Réponse au paragraphe 13 c) de la liste de points

67.Le Mali a endossé la Déclaration sur la sécurité dans les écoles ; la mise en place d’un comité technique de suivi de la mise en œuvre de la déclaration ; la Direction Nationale de l’Enseignement Fondamental travaille au quotidien au respect des principes édictés pour faire des écoles des endroits d’apprentissage sûrs. Pour gérer les questions de sécurité, un mécanisme de préparation et de gestion des risques et catastrophes est élaboré avec l’appui de certains partenaires réunis au sein du Cluster Éducation. Les communautés sont associées aux démarches effectuées dans ce sens.

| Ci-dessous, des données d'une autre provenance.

PR #322, opened 2023-05-11
:bug: Update Swagger fix array/single, add analysis

aufi:
QE reported failures on Get actions for jobfunction, group. Updating swagger annotation to expect single value instead of array (jobfunction and review) and make a small fix when Get returned model instead of api package struct (group).

Also adding Analysis endpoint methods to generated swagger spec.

Fixes: https://issues.redhat.com/browse/MTA-582

### DIFF
--- a/api/analysis.go
+++ b/api/analysis.go
@@ -119,7 +119,7 @@ func (h AnalysisHandler) AppLatest(ctx *gin.Context) {
 // @description Resources do not include relations.
 // @tags analyses
 // @produce json
-// @success 200 {object} []api.Analyses
+// @success 200 {object} []api.Analysis
 // @router /analyses [get]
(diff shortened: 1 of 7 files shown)


api/analysis.go
```diff
@@ -119,7 +119,7 @@ func (h AnalysisHandler) AppLatest(ctx *gin.Context) {
 // @description Resources do not include relations.
 // @tags analyses
 // @produce json
-// @success 200 {object} []api.Analyses
+// @success 200 {object} []api.Analysis
```
aufi, line 122: Understood that this method is an action on multiple Analyses, but we don't have defined that as special type, so swagger failed to re-generate its specs. Modified it to an "array of analysis" ```[]api.Analysis``` (same in other changes in analysis.go file).

jortel (approved):
Thanks @aufi !

PR #326, opened 2023-05-11
:bug: Fix possible nil ptr dereference in Jira refresh

mansam:
It's possible for the Jira client to return a nil response, so we need to check it before using it. Other locations are already safe because the `handleJiraError` function checks the response for nil.


jortel (approved):
LGTM

PR #329, opened 2023-05-15
:sparkles: Add rules to rulesets.

jortel:
The _new_ analyzer ruleset (rules) can be split up into files.

rules/
  |__ruleset.yaml
  |__rules1.yaml
  |__rules2.yaml


jortel:
Taking another approach.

68.Dans le cadre de la protection des hôpitaux et des écoles, le Gouvernement du Mali s’attache à la préservation des services sociaux de base en cas de conflits. Un comité interministériel travaille à l’élaboration d’un projet de loi relative à la sécurité dans les écoles.

Réponse au paragraphe 13 d) de la liste de points

69.Les enfants victimes des groupes armés bénéficient des mesures d’accompagnement (activités génératrices de revenus ou réintégration scolaire) après leur réunification ; les one stop center sont mis en place pour la prise en charge des enfants victimes de violences sexuelles, sexistes et ceux nés d’un viol.

Réponse au paragraphe 13 e) de la liste de points

70.L’ouverture des enquêtes est systématique sur les cas de violation des droits humains dans les conflits armés.

Réponse au paragraphe 13 f) de la liste de points

71.L’association des enfants aux forces ou groupes armés de même que les autres actes entrant dans les six violations graves des droits de l’enfant en période de conflit sont constitutifs de crime de guerre et sont sévèrement punis par le Code pénal malien.

72.Le Code a été révisé en avant-projet de loi portant protection de l’enfant pour la prise en compte de nouvelles infractions comme le recrutement et l’utilisation des enfants et d’autres violations graves commises à l’endroit des enfants.

Réponse au paragraphe 13 g) de la liste de points

73.L’exploitation et les abus sexuels contre les enfants font partie des crimes réprimés en République du Mali.

74.S’agissant de la prévention, les personnels maliens (policiers et militaires) affectés dans les opérations de maintien de la paix sont formés en droit international humanitaire et en droits de l’homme avant leur déploiement.

75.D’autre part, les accords de siège entre les Nations Unies et l’État concerné prévoient généralement des mesures pour prévenir et combattre l’exploitation et les abus sexuels.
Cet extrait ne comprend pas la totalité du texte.